▶ **Task objective**
The records below are to be repeated in full, exactly as they are.

▶ **Input data**
PR #2673, opened 2022-09-02
[IMP] account_reports: create abstract model for custom reports

epictete:
See https://github.com/odoo/odoo/pull/98973
See https://github.com/odoo/enterprise/pull/30777

The field `caret_options_initializer` is removed in the aforementioned PRs,
so it should no longer be referenced in the documentation.

task-2954761

### DIFF
--- a/content/developer/reference/standard_modules/account/account_report.rst
+++ b/content/developer/reference/standard_modules/account/account_report.rst
@@ -13,7 +13,6 @@ Report
     .. autofield:: chart_template_id
     .. autofield:: country_id
     .. autofield:: only_tax_exigible
-    .. autofield:: caret_options_initializer
     .. autofield:: availability_condition
     .. autofield:: load_more_limit
     .. autofield:: search_bar


oco-odoo (approved):

oco-odoo (approved):
@robodoo r+

william-andre (commented):
I see a link to a P&L and a Balance Sheet in the documentation, shouldn't we add at least examples to a custom report (and other reports if applicable)?

Should be a pretty easy/fast thing to do here

oco-odoo:
> I see a link to a P&L and a Balance Sheet in the documentation, shouldn't we add at least examples to a custom report (and other reports if applicable)?
> 
> Should be a pretty easy/fast thing to do here

Maybe, maybe not. I'll work on the documentation of the whole Reportalypse thing after the freeze, we'll decide then what is and what is not a "too narrow technical subject" (I'm ok explaining custom reports; but I remember having a talk with the marketing team about the use of documentation, and for them, too many technical explanations are pointless. An to be fair, I'm not sure anyone else than us writes those, unlike xml-defined reports ^^)

qdp-odoo:
@robodoo r+

qdp-odoo:
@william-andre do you have r+ rights here?

william-andre:
Nope, only @odoo/doc-review has it

william-andre (approved):

jcs-odoo (approved):
@robodoo r+

PR #2674, opened 2022-09-05
[IMP] legal: replace txt icon with html icon

jcs-odoo:
The "txt" icon is misleading as it logically implies that clicking on it
would open a .txt file, while it actually redirects to an HTML page.

task-2972827


jcs-odoo:
@AntoineVDV Do we need approval from legal for such changes?

AntoineVDV:
@jcs-odoo I'd say no because you just improve the look of the page. The codeowner is there to prevent people from changing the terms. If it turns out the .txt icon was actually important, we can still revert the change.

odony:
Really? I wonder who, in the audience for our legal documents, cares about the difference, or even knows what "HTML" is supposed to be?

So with "HTML" they should logically expect to download a .html version of the doc?

odony:
I wasn't very clear: feel free to proceed with this change if you think it's important ;-)

Though personally I don't think it fixes the confusion. If visitors are surprised by the format, we should perhaps avoid mentioning any extension? Except for the PDF file of course, as most people look for a "PDF icon" for download.

Here's an example based on the `fa-file-lines` and `fa-file-pdf` fontawesome icons - but any similar icon would work:

Legal-—-Odoo-15-0-documentation

PR #2752, opened 2022-09-22
[FEEDBACK]

ray-odoo:
Can we discuss the Documents App here, it has several Budget Templates that make it much easier to work with the results than our other methods

P.S. This is not a real PR, I have done absolutely none of the work needed

image

image

image


jcs-odoo:
Hi @ray-odoo ,

You can send your feedback to doc@mail.odoo.com (or create a task directly in the project Documentation). 
External users can also provide feedback here on GitHub through the **Issues** tab. But let's leave the **Pull Requests** tab for the pull requests :)

Actually, I think @Donapi wanted to start working on that but we got caught by all the OXP stuff to produce.
[Here is the task](https://www.odoo.com/web#id=2899532&menu_id=4720&cids=1&action=333&active_id=3835&model=project.task&view_type=form).

I added your feedback there.

Have a good day :)

PR #2782, opened 2022-09-30
[ADD] reference/standard_modules: API reference for the payment engine

AntoineVDV:
task-2804999

See also:
- https://github.com/odoo/odoo/pull/101756


AntoineVDV:
@robodoo r+

PR #2785, opened 2022-10-04
[FIX] name field of ir.ui.view is optional

legalsylvain:
The documentation says that the field  ``name`` is required. 
However, since (at least) version 8, the field is optional, and will be autogenerated if not defined.

### DIFF
--- a/content/developer/reference/backend/views.rst
+++ b/content/developer/reference/backend/views.rst
@@ -37,9 +37,10 @@ Fields
 
 View objects expose a number of fields. They are optional unless specified otherwise.
 
-* ``name`` (mandatory) :class:`~odoo.fields.Char`
+* ``name``  :class:`~odoo.fields.Char`
 
   Only useful as a mnemonic/description of the view when looking for one in a list of some sort.
+  If the field is not defined, it will be generated automatically like this "MODEL TYPE".
 
 * ``model`` :class:`~odoo.fields.Char`
 


AntoineVDV:
Toggling the base branch to force it on runbot.

legalsylvain:
Hi  @AntoineVDV. Thanks for taking into account my PR. 
I don't understand why CI is broken. 
- ci/codeowner  : ``` Some pr have an invalid target: 22935,8305 ```
- ci/documentation  : ``` No "build succeeded." found in logs. ````
do you know why ? 
thanks !

AntoineVDV:
Hi @legalsylvain, it's because runbot tries to bundle this PR with https://github.com/odoo/odoo/pull/22935 as both have the same `patch-1` branch. I don't believe that there is a way to unbundle them from runbot so the best fix would be to close this PR and open a new one with a different branch. Pick a name that will not collide with another of your odoo/* branches; something like `15.0-view-optional`.

legalsylvain:
> Hi @legalsylvain, it's because runbot tries to bundle this PR with https://github.com/odoo/odoo/pull/22935 as both have the same patch-1 branch. I don't believe that there is a way to unbundle them from runbot so the best fix would be to close this PR and open a new one with a different branch. Pick a name that will not collide with another of your odoo/* branches; something like 15.0-view-optional.

thanks ! done here https://github.com/odoo/documentation/pull/3295

PR #2800, opened 2022-10-10
[IMP] orm/changelog: store translations in jsonb

HydrionBurst:


Feyensv:
Should target branch 16.0 instead.

PR #2840, opened 2022-10-21
[FIX] install: update installation from the nightly debian repo

d-fence:
As the `apt-key` command will is deprecated and will be removed in the next Debian release, it's time to update the documentation.


jcs-odoo (approved):

AntoineVDV (approved):
@robodoo r+

d-fence:
Thank you

PR #2848, opened 2022-10-25
[FIX] install: update 15.0 references to 16.0

d-fence:


content/administration/install/install.rst
```diff
@@ -183,7 +183,7 @@ Distribution package
       <download_>`_.
 
       .. note::
-         Odoo 15.0 'deb' package currently supports `Debian 11 (Bullseye)`_, `Ubuntu 20.04 (Focal)`_
+         Odoo 16.0 'deb' package currently supports `Debian 11 (Bullseye)`_, `Ubuntu 22.04 (Jammy)`_
```
Feyensv, line 186: `Ubuntu 20.04 (Focal)`_ was a link reference, which is why the doc build fails when trying to find `Ubuntu 22.04 (Jammy)`_ reference.

You should replace the unused Focal link and replace it with a new Jammy link ;).

jcs-odoo (approved):
@d-fence I fixed the commit as suggested by @Feyensv

Feyensv (approved):
@robodoo r+

PR #2882, opened 2022-10-28
14.0 managevendorbills toaa

toaa-odoo:


toaa-odoo:
Mistakenly built on 16.0

PR #2910, opened 2022-11-04
[IMP] developer/api/external_api: update for /RPC2

Julien00859:
All the code snippets have been updated to use the new XML-RPC API at the /RPC2 endpoint.

Co-authored-by: Julien Castiaux <juc@odoo.com>


AntoineVDV:
@Julien00859 The CI is red. It looks like you used a 15.0 or 16.0 base.

Also, is it possible to target a lower version than master? As much as possible, you should target the first relevant version of the documentation so we don't have to maintain dozens of variants of a given paragraph.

▶ **Reply**
PR #2673, opened 2022-09-02
[IMP] account_reports: create abstract model for custom reports

epictete:
See https://github.com/odoo/odoo/pull/98973
See https://github.com/odoo/enterprise/pull/30777

The field `caret_options_initializer` is removed in the aforementioned PRs,
so it should no longer be referenced in the documentation.

task-2954761

### DIFF
--- a/content/developer/reference/standard_modules/account/account_report.rst
+++ b/content/developer/reference/standard_modules/account/account_report.rst
@@ -13,7 +13,6 @@ Report
     .. autofield:: chart_template_id
     .. autofield:: country_id
     .. autofield:: only_tax_exigible
-    .. autofield:: caret_options_initializer
     .. autofield:: availability_condition
     .. autofield:: load_more_limit
     .. autofield:: search_bar


oco-odoo (approved):

oco-odoo (approved):
@robodoo r+

william-andre (commented):
I see a link to a P&L and a Balance Sheet in the documentation, shouldn't we add at least examples to a custom report (and other reports if applicable)?

Should be a pretty easy/fast thing to do here

oco-odoo:
> I see a link to a P&L and a Balance Sheet in the documentation, shouldn't we add at least examples to a custom report (and other reports if applicable)?
> 
> Should be a pretty easy/fast thing to do here

Maybe, maybe not. I'll work on the documentation of the whole Reportalypse thing after the freeze, we'll decide then what is and what is not a "too narrow technical subject" (I'm ok explaining custom reports; but I remember having a talk with the marketing team about the use of documentation, and for them, too many technical explanations are pointless. An to be fair, I'm not sure anyone else than us writes those, unlike xml-defined reports ^^)

qdp-odoo:
@robodoo r+

qdp-odoo:
@william-andre do you have r+ rights here?

william-andre:
Nope, only @odoo/doc-review has it

william-andre (approved):

jcs-odoo (approved):
@robodoo r+

PR #2674, opened 2022-09-05
[IMP] legal: replace txt icon with html icon

jcs-odoo:
The "txt" icon is misleading as it logically implies that clicking on it
would open a .txt file, while it actually redirects to an HTML page.

task-2972827


jcs-odoo:
@AntoineVDV Do we need approval from legal for such changes?

AntoineVDV:
@jcs-odoo I'd say no because you just improve the look of the page. The codeowner is there to prevent people from changing the terms. If it turns out the .txt icon was actually important, we can still revert the change.

odony:
Really? I wonder who, in the audience for our legal documents, cares about the difference, or even knows what "HTML" is supposed to be?

So with "HTML" they should logically expect to download a .html version of the doc?

odony:
I wasn't very clear: feel free to proceed with this change if you think it's important ;-)

Though personally I don't think it fixes the confusion. If visitors are surprised by the format, we should perhaps avoid mentioning any extension? Except for the PDF file of course, as most people look for a "PDF icon" for download.

Here's an example based on the `fa-file-lines` and `fa-file-pdf` fontawesome icons - but any similar icon would work:

Legal-—-Odoo-15-0-documentation

PR #2752, opened 2022-09-22
[FEEDBACK]

ray-odoo:
Can we discuss the Documents App here, it has several Budget Templates that make it much easier to work with the results than our other methods

P.S. This is not a real PR, I have done absolutely none of the work needed

image

image

image


jcs-odoo:
Hi @ray-odoo ,

You can send your feedback to doc@mail.odoo.com (or create a task directly in the project Documentation). 
External users can also provide feedback here on GitHub through the **Issues** tab. But let's leave the **Pull Requests** tab for the pull requests :)

Actually, I think @Donapi wanted to start working on that but we got caught by all the OXP stuff to produce.
[Here is the task](https://www.odoo.com/web#id=2899532&menu_id=4720&cids=1&action=333&active_id=3835&model=project.task&view_type=form).

I added your feedback there.

Have a good day :)

PR #2782, opened 2022-09-30
[ADD] reference/standard_modules: API reference for the payment engine

AntoineVDV:
task-2804999

See also:
- https://github.com/odoo/odoo/pull/101756


AntoineVDV:
@robodoo r+

PR #2785, opened 2022-10-04
[FIX] name field of ir.ui.view is optional

legalsylvain:
The documentation says that the field  ``name`` is required. 
However, since (at least) version 8, the field is optional, and will be autogenerated if not defined.

### DIFF
--- a/content/developer/reference/backend/views.rst
+++ b/content/developer/reference/backend/views.rst
@@ -37,9 +37,10 @@ Fields
 
 View objects expose a number of fields. They are optional unless specified otherwise.
 
-* ``name`` (mandatory) :class:`~odoo.fields.Char`
+* ``name``  :class:`~odoo.fields.Char`
 
   Only useful as a mnemonic/description of the view when looking for one in a list of some sort.
+  If the field is not defined, it will be generated automatically like this "MODEL TYPE".
 
 * ``model`` :class:`~odoo.fields.Char`
 


AntoineVDV:
Toggling the base branch to force it on runbot.

legalsylvain:
Hi  @AntoineVDV. Thanks for taking into account my PR. 
I don't understand why CI is broken. 
- ci/codeowner  : ``` Some pr have an invalid target: 22935,8305 ```
- ci/documentation  : ``` No "build succeeded." found in logs. ````
do you know why ? 
thanks !

AntoineVDV:
Hi @legalsylvain, it's because runbot tries to bundle this PR with https://github.com/odoo/odoo/pull/22935 as both have the same `patch-1` branch. I don't believe that there is a way to unbundle them from runbot so the best fix would be to close this PR and open a new one with a different branch. Pick a name that will not collide with another of your odoo/* branches; something like `15.0-view-optional`.

legalsylvain:
> Hi @legalsylvain, it's because runbot tries to bundle this PR with https://github.com/odoo/odoo/pull/22935 as both have the same patch-1 branch. I don't believe that there is a way to unbundle them from runbot so the best fix would be to close this PR and open a new one with a different branch. Pick a name that will not collide with another of your odoo/* branches; something like 15.0-view-optional.

thanks ! done here https://github.com/odoo/documentation/pull/3295

PR #2800, opened 2022-10-10
[IMP] orm/changelog: store translations in jsonb

HydrionBurst:


Feyensv:
Should target branch 16.0 instead.

PR #2840, opened 2022-10-21
[FIX] install: update installation from the nightly debian repo

d-fence:
As the `apt-key` command will is deprecated and will be removed in the next Debian release, it's time to update the documentation.


jcs-odoo (approved):

AntoineVDV (approved):
@robodoo r+

d-fence:
Thank you

PR #2848, opened 2022-10-25
[FIX] install: update 15.0 references to 16.0

d-fence:


content/administration/install/install.rst
```diff
@@ -183,7 +183,7 @@ Distribution package
       <download_>`_.
 
       .. note::
-         Odoo 15.0 'deb' package currently supports `Debian 11 (Bullseye)`_, `Ubuntu 20.04 (Focal)`_
+         Odoo 16.0 'deb' package currently supports `Debian 11 (Bullseye)`_, `Ubuntu 22.04 (Jammy)`_
```
Feyensv, line 186: `Ubuntu 20.04 (Focal)`_ was a link reference, which is why the doc build fails when trying to find `Ubuntu 22.04 (Jammy)`_ reference.

You should replace the unused Focal link and replace it with a new Jammy link ;).

jcs-odoo (approved):
@d-fence I fixed the commit as suggested by @Feyensv

Feyensv (approved):
@robodoo r+

PR #2882, opened 2022-10-28
14.0 managevendorbills toaa

toaa-odoo:


toaa-odoo:
Mistakenly built on 16.0

PR #2910, opened 2022-11-04
[IMP] developer/api/external_api: update for /RPC2

Julien00859:
All the code snippets have been updated to use the new XML-RPC API at the /RPC2 endpoint.

Co-authored-by: Julien Castiaux <juc@odoo.com>


AntoineVDV:
@Julien00859 The CI is red. It looks like you used a 15.0 or 16.0 base.

Also, is it possible to target a lower version than master? As much as possible, you should target the first relevant version of the documentation so we don't have to maintain dozens of variants of a given paragraph.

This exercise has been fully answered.